Nothing captures the essence of fall better than a fall photo shoot – something I’ve been consistently doing (even during COVID) since the oldest one was 2 or 3.

It’s nice to pause and reflect on the year as the winter slowly creeps in, and unironically I have found myself with more time this fall after being part of a corporate down-sizing at my last company. I have what feels like an unlimited amount of time with the kids, and it’s both a blessing and a curse for all of us. With this additional time the work around the house I’ve been delaying is finally getting done – even things like pulling up pictures and doing albums!
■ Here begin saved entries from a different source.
PR #465, opened 2025-01-23
refactor: `elcontracts/reader` interface

damiramirez:
### What Changed?

This PR aims to improve the `elcontracts/reader` interface by implementing a request-response pattern. For the exposed functions, we create structs that represent the request (specific fields + `BlockNumber`) and the response.

Because the function signatures change, we also refactor the tests to align with the new pattern.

I’m learning new skills like outdoor landscape lighting and other handy HVAC things like repairing our ever fickle Ecobee thermostats.

But a sense of unease envelops the family, both on a structural and emotional level. Structurally, the patriarchy of a man always working is tough to reconcile for not only me but the children. Having an omnipresent father is a novel idea, and clearly all societies and cultures do not accommodate for it. Recognizing that I am seeking employment while the children are heavily exposed to daily if not hourly interventions is just an odd space for me to be in. Emotionally, they have grown accustomed to my presence and an evolution in my attitude. Being present as a parent is extremely difficult in corporate America these days – add the omnipresent screens/devices, and children are often competing for their parents’ attention, rather than organically receiving it. I have noticed I’m more patient with them, likely because my patience is not worn thin for a daily grind of some sort. It has made me reflect on how parents really need to “shelf” their work and engage when they are done for the day.

As I explore this extended vacation, or mini-early-retirement, I’m hoping to evolve my relationship with the kids and make memories I wouldn’t have been able to make before. Possibly travel, or possibly just manage the extended flu – cold – RSV season.